I use Bed Head-Hard Head


----------



## xphoxbex (Feb 6, 2008)

Quote:

   Originally Posted by *VioletB* 

 
_KENRA VOLUME SPRAY 25

It is the best I love it!!  And I usually go 3 or 4 days without washing my hair, it brushes out easy for restyling.  
<-- And look how big my hair is!  
	

	
	
		
		

		
		
	


	


_

 
OMG thats amazing!!!! I want my hair to look just like that! WOW!


----------



## xphoxbex (Feb 6, 2008)

Quote:

   Originally Posted by *LittleDevil* 

 
_I use Bed Head-Hard Head_

 
I've heard about this one as well.  It has good ratings on makeup alley.  Do u also use this hairspray to tease?  Does it keep your hold all day long?

Now I am deciding between kenra and bed head


----------



## mrheine (Feb 6, 2008)

i swear  by big sexy hair's "backcomb in a bottle" even without teasing it has the feel and look of it. it's something like $20 for a small bottle but a little goes a long way especially with teasing.

but i usually use anything aerosol, my usual is tresemme or aussie


----------



## VioletB (Feb 6, 2008)

Quote:

   Originally Posted by *mrheine* 

 
_i swear  by big sexy hair's "backcomb in a bottle" even without teasing it has the feel and look of it. it's something like $20 for a small bottle but a little goes a long way especially with teasing.

but i usually use anything aerosol, my usual is tresemme or aussie_

 
I tried that once.. it just felt like another hairspray to me.  
	

	
	
		
		

		
		
	


	




Go for the Kenra it's the BEST!  
	

	
	
		
		

		
		
	


	




  (and believe me I'm a product junkie.  I have a can of big sexy in my cabinet that i used maybe twice and it just sits there.  
	

	
	
		
		

		
		
	


	




)


----------



## Honey B. Fly (Feb 6, 2008)

*i actually like pantenes volume hairspray, i would never wash my hair with their products though but hairsprays of any line contain mostly the same ingreds. *


----------



## Heart in Motion (Feb 7, 2008)

I love Paul Mitchell's hairspray.

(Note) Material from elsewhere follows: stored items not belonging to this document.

PR #6717, opened 2026-01-06
ci: abort clang-tidy-review on error

pajlada:
CC @Nerixyz


Nerixyz:
Yes, that was my intention. Currently with this PR, we don't abort, though.

Issue #213, opened 2018-03-30
GetValidWeaponRange in XComGameState_Ability is broken, leading to wonky AI behavior


LeaderEnemyBoss:
[Example 1](https://media.giphy.com/media/tocvxJJrkz6pt801NE/giphy.gif)
[Example 2](https://media.giphy.com/media/5pUuPuebjtzEr3U5L2/giphy.gif)

We all know the XCom 2 AI can act goofy at times. Sometimes it seems as if it got even worse in WOTC. I think I have found the reason for at least some of these issues. The event GetValidWeaponRange is used to determine the min and max weapon range for AI purposes. However through some investigation and logging* I discovered that there are many cases, where this function just returns the wrong values. This can lead to issues like they can be observed in my example gifs. 

In Example 1, GetValidWeaponRange just returns the sight range instead of the actual range of the Andromedon's melee attack. This can under specific circumstances result in it dancing around the intended target, but never coming close enough to actually attack it.

A similar thing happens in Example 2. The Gatekeeper wants to use Consume, thinks it is in range (GetValidWeaponRange again returns the sight range) opens up. Now it cant use Consume, since nobody is near it. So it jumps to the next valid leafnode instead (MoveNoCover) and tries the same thing again.

I have a fix ready and will open a pull request soonish.

*Thanks again to robojumper for showing me how to get X2DebugBehavior to work

PR #214, opened 2018-03-30
Added XComGameState_Ability, fixed Range Calculation for AI purposes

LeaderEnemyBoss:
Handles Issue #213

I made two changes in the GetValidWeaponRange event:

1. Added an extra check for Cursor-targeted Cone abilities. The event returned the max Cursor Range (the whole map!), which could lead to strange behavior of enemies like the faceless and the purifier.

2. Removed "if( MaxRange == -1 )" before checking for AbilityTargetConditions. From what I could see MaxRange is always set by this point, which led to these conditions being ignored. They are used for abilities like Andromedons BigDamnPunch and Gatekeepers Consume. 

Note: I know changing elementary functions/events can have unintended side effects. However I think its fine in this case. GetValidWeaponRange is only used for AI purposes, so there should be not negative effects in other parts of the game. I also tested these changes for quite a few missions in my current playthrough aswell as under laboratory conditions and didnt notice any new bugs. On the contrary, the AI gets ever so slightly more challenging since its less likely to just wander around.


LeaderEnemyBoss:
An alternative way to do this would be to include a hook in the function GetValidWeaponRange and otherwise leave it as it is. I could than release a small fix mod.

Issue #251, opened 2018-07-25
Fix how XComHumanPawn handles underlays


RealityMachina:
SoldierAppearances have these wonderful slots for storing a custom set of underlay arms, legs, and torsos.

That are completely unused by the game in favour of forcing clerk assets.

There are two alterations in XComHumanPawn required to fix this;

`RequestFullPawnContent` : 

The sections for request arms and legs content need to be modified so they're set up like the torso: to still be in use if there are underlay cosmetics it can use instead of normal arms and legs.

`GetUnderlayName`

This should be altered so it actually checks the given kAppearance to see if it has any custom torso underlay to use, instead of resorting to the monolithic clerk torso content.

Since other functions in this class have already been altered, I am hopeful this is something that can be altered by the highlander successfully.

PR #252, opened 2018-07-27
Modification of XComHumanPawn for issue #251

RealityMachina:
Initial testing seems to have normal pawns work as before (since they were made without any sort of character template filtering: they would have selected the right underlay cosmetics), while custom units intending to use the feature were...

Well, I'll need to fix how they work in the code in the mod they're from so they get actual uniform underlays, but the highlander code is working fine. :v


RealityMachina:
OK lemme try something to fix my dumb history

PR #253, opened 2018-07-27
Modification of XComHumanPawn for issue #251

RealityMachina:


RealityMachina:
So further testing reveals a bit of a thorny issue: it seems like the original split underlay assets were never completed for soldiers.

Might need an added configurable .ini so it works on a whitelist system: allow only character templates that will be using proper underlays and otherwise resort to the standard clerk outfits.

robojumper:
`XComGame\Classes\XComHumanPawn.uc:163 : Error, You can only access default values of variables here`:

https://github.com/X2CommunityCore/X2WOTCCommunityHighlander/blob/b3efe40498f98b23e443e535937060d8e4f9e9d3/X2WOTCCommunityHighlander/Src/XComGame/Classes/XComHumanPawn.uc#L163

`GetUnderlayName` is static.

It's the best I have ever used.


----------



## LittleDevil (Feb 7, 2008)

I use the Bed Head to tease and to spray (finish).....you can buy this from a salon for like $18+ but I get mine at Albertsons for $11.99.....great deal.


----------



## jdepp_84 (Feb 7, 2008)

I love love love Beyond the Zone Flip Out for like $9 at Sally's.  I swear, I dont even have to tease my hair! It just stands up with this baby
	

	
	
		
		

		
		
	


	




  Also, try spraying some hair spray and then quickly use a dryer, that way the hair spray will dry standing and will hopefully give you a lot of volume wihout making you tease your hair. Ive found this works well with any hairspray I might use.


----------



## xphoxbex (Feb 7, 2008)

hmm, on MUA, it looks like kenra and bed head are the highly recommended.  what to get what to get??


----------



## yur_babeydoll (Feb 18, 2008)

I personally use Paul Mitchell Extra-Body Finishing Spray for teasing and I really like it.


----------



## SoSoAmazin (Feb 18, 2008)

Quote:

   Originally Posted by *VioletB* 

 
_KENRA VOLUME SPRAY 25

It is the best I love it!!  And I usually go 3 or 4 days without washing my hair, it brushes out easy for restyling.  
<-- And look how big my hair is!  
	

	
	
		
		

		
		
	


	


_

 

I totally 2nd this! I love this hairspray for super-big teased hair


----------



## lara (Feb 18, 2008)

Aquanet!


----------



## KittyKatherine (Feb 19, 2008)

I use Bed Head Masterpiece, it has a good hold but doesn't clump your hair together like some hairsprays. It also gives your hair some nice shine.


----------